TASK DIRECTIONS: Below are some entries. Repeat exactly the lines from the one with "This is a quick" through the one with "- [x] Add person type selection field", and only those.

-- Opening Marker --

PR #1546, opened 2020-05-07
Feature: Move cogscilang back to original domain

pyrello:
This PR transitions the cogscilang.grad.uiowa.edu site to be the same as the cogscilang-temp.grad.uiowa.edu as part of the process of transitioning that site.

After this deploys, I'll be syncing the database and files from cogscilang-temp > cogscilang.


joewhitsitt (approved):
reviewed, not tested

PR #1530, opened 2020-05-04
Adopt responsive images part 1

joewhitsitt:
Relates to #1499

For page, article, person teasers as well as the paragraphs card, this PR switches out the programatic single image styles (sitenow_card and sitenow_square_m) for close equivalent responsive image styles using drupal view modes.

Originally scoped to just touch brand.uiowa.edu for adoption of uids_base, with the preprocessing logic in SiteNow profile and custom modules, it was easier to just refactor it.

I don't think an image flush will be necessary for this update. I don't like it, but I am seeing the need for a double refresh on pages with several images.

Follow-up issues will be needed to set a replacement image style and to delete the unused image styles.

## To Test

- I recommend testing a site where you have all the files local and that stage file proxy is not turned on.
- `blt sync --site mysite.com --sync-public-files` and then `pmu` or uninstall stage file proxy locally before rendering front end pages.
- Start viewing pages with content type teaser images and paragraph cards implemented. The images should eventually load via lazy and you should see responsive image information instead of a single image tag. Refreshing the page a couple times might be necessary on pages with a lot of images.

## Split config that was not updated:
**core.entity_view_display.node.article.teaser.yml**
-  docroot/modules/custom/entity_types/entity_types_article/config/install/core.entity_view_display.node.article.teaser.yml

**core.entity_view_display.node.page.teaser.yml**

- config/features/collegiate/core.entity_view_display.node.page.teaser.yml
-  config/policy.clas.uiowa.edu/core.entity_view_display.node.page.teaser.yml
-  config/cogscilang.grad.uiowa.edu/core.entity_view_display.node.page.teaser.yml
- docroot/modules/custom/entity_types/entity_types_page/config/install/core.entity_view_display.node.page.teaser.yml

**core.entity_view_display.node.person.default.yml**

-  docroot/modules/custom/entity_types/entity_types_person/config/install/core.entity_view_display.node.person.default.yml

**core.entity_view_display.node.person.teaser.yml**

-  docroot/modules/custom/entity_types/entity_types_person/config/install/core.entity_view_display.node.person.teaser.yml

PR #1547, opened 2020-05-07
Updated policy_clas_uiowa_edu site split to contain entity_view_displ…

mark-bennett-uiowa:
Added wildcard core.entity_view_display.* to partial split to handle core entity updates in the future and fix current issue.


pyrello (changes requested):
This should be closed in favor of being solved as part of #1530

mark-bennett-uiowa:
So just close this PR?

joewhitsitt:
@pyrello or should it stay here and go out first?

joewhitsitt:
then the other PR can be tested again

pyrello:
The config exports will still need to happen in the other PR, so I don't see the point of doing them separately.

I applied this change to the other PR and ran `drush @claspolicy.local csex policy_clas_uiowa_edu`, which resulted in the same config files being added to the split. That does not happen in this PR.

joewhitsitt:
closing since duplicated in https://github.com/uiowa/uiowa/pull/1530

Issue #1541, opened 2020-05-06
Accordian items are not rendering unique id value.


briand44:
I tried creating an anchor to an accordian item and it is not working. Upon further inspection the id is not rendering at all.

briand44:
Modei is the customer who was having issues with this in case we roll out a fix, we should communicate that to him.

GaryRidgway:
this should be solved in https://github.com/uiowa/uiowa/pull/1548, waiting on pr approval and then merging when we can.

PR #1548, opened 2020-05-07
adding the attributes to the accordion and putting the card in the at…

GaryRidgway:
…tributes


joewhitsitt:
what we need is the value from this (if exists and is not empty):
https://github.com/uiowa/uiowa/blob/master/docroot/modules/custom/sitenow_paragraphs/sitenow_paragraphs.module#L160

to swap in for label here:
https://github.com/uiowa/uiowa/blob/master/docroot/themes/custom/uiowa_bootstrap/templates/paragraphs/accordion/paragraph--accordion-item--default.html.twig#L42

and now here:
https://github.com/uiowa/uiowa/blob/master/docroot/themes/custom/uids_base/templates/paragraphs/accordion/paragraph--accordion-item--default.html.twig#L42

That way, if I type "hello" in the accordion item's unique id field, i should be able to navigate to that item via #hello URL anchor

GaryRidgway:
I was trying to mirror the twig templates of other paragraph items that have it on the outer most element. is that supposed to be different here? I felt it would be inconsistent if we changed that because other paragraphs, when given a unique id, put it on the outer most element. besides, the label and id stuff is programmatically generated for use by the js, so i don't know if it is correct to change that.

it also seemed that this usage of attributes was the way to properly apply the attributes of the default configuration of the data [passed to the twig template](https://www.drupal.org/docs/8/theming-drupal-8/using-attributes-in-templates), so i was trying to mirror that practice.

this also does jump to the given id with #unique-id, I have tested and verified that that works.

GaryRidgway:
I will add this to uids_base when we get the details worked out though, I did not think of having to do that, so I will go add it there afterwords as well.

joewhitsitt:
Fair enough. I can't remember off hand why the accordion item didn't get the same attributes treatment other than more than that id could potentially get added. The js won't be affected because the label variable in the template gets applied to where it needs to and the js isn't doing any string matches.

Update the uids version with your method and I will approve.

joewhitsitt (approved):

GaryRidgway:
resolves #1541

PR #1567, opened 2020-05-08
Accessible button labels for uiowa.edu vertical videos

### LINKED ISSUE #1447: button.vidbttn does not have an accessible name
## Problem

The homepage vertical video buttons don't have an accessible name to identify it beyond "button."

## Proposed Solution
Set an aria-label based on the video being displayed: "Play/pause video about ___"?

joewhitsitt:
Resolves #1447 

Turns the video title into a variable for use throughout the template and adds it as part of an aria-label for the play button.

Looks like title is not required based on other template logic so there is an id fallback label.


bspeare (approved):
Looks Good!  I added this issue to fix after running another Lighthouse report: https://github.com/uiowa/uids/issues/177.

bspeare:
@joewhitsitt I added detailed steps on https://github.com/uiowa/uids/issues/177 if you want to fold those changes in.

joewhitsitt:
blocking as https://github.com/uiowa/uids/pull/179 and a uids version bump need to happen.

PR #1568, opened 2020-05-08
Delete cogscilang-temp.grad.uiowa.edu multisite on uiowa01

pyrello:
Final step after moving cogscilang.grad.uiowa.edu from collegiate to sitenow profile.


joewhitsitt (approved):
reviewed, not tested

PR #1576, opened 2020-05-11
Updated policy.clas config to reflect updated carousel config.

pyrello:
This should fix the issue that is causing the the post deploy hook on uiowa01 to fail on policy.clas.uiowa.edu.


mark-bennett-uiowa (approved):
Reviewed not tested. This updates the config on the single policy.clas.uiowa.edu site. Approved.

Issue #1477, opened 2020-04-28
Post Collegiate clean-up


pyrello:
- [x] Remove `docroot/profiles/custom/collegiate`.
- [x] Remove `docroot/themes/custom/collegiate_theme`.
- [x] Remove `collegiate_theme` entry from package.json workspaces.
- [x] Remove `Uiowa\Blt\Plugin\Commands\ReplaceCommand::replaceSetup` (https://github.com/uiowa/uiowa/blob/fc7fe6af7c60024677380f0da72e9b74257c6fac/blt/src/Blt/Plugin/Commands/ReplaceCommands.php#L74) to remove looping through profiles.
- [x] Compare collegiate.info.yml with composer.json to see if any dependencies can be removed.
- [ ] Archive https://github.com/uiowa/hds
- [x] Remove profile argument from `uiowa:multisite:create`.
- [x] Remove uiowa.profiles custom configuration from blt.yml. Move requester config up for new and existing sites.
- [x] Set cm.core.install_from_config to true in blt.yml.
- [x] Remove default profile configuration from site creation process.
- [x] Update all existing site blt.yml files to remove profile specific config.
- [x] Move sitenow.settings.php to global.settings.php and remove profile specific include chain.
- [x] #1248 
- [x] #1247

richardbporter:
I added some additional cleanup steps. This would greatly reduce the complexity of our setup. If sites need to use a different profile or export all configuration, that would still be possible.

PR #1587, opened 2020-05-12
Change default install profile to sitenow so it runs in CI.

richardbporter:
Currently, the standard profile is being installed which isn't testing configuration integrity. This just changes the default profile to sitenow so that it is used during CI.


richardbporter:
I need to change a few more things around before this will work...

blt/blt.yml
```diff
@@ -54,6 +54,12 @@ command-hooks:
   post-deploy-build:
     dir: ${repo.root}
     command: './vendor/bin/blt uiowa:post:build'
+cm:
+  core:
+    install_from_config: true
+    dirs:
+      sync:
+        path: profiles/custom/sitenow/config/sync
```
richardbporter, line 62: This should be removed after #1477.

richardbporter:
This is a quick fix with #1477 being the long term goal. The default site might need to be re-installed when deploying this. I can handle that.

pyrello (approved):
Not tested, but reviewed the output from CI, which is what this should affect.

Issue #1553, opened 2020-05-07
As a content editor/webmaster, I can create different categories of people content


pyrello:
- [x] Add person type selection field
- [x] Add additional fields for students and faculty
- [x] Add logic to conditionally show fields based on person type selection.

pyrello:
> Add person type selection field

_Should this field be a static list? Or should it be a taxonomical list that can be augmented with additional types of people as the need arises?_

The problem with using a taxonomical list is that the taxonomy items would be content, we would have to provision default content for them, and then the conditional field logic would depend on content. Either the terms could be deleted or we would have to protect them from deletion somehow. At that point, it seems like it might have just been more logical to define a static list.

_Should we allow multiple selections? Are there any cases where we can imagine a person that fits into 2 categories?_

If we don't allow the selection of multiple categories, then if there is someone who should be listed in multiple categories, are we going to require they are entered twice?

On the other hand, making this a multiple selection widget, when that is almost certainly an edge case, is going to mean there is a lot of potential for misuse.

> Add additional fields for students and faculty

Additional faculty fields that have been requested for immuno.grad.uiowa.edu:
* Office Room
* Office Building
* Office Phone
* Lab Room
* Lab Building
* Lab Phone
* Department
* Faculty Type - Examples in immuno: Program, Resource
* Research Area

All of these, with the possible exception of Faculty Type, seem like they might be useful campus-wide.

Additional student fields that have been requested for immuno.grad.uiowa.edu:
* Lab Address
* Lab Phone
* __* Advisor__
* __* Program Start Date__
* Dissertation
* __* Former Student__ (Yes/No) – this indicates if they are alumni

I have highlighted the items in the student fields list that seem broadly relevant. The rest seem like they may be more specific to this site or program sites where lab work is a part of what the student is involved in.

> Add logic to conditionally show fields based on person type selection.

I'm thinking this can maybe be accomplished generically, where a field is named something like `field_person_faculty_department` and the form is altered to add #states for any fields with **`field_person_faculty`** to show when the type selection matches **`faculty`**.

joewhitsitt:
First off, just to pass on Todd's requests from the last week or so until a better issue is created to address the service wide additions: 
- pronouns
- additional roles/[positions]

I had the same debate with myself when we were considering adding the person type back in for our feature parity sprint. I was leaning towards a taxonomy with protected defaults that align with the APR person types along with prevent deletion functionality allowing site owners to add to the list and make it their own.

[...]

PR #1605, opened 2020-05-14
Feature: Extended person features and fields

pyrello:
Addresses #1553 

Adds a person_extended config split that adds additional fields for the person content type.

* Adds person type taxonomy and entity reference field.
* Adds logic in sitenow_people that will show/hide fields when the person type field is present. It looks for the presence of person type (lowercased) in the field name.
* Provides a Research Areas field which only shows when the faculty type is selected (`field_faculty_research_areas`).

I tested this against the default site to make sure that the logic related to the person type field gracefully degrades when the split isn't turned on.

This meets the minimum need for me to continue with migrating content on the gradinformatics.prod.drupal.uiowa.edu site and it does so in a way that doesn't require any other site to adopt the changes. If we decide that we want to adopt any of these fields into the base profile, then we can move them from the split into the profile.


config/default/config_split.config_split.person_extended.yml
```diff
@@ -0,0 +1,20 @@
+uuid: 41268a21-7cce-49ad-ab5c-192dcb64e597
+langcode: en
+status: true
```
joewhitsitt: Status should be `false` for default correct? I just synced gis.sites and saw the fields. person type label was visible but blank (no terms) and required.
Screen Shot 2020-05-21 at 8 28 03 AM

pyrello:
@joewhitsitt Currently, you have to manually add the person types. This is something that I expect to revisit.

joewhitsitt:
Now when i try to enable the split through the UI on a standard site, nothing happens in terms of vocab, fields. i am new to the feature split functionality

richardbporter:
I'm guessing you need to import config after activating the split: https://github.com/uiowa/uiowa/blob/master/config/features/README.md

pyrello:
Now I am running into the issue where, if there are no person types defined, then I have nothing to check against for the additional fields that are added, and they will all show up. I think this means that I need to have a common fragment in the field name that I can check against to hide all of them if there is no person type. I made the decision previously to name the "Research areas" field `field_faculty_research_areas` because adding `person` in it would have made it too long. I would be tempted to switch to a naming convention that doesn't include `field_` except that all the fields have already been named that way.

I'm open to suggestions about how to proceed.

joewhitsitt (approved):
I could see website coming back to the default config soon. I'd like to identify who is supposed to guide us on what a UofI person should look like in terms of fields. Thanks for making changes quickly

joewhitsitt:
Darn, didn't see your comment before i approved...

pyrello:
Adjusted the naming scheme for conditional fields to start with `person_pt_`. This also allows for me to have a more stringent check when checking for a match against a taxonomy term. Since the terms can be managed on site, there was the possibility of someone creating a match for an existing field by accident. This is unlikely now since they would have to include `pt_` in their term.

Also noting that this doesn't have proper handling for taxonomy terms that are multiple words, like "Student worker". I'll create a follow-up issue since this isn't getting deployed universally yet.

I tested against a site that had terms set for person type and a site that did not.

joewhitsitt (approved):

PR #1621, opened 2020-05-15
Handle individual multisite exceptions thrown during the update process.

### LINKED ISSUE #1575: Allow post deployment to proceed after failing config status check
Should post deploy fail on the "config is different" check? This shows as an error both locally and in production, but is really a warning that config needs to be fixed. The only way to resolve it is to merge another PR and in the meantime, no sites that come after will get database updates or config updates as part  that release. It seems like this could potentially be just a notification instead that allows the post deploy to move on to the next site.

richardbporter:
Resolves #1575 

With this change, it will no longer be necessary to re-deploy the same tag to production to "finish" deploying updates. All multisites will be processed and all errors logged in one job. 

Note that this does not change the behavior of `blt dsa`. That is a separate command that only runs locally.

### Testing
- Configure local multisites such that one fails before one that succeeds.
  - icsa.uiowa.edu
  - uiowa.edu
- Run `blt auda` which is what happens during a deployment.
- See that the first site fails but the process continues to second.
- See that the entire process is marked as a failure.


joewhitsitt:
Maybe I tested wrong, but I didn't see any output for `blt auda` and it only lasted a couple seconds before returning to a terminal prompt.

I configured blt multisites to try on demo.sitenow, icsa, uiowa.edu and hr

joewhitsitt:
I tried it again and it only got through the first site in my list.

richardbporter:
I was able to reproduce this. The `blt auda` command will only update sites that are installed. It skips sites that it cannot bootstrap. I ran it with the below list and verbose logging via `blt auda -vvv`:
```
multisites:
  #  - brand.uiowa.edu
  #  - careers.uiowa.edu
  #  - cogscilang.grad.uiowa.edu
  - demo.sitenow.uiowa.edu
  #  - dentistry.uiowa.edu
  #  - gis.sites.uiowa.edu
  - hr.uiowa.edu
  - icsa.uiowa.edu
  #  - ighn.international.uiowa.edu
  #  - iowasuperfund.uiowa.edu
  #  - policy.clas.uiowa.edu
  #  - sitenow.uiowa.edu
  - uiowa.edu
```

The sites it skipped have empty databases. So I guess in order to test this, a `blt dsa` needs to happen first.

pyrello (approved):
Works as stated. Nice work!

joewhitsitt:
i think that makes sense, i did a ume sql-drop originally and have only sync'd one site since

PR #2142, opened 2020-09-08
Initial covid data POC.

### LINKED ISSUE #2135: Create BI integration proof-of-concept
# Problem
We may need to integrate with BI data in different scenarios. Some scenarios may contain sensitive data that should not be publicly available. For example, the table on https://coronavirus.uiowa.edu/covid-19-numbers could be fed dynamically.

-- Closing Marker --

EXERCISE ANSWER:
This is a quick fix with #1477 being the long term goal. The default site might need to be re-installed when deploying this. I can handle that.

pyrello (approved):
Not tested, but reviewed the output from CI, which is what this should affect.

Issue #1553, opened 2020-05-07
As a content editor/webmaster, I can create different categories of people content


pyrello:
- [x] Add person type selection field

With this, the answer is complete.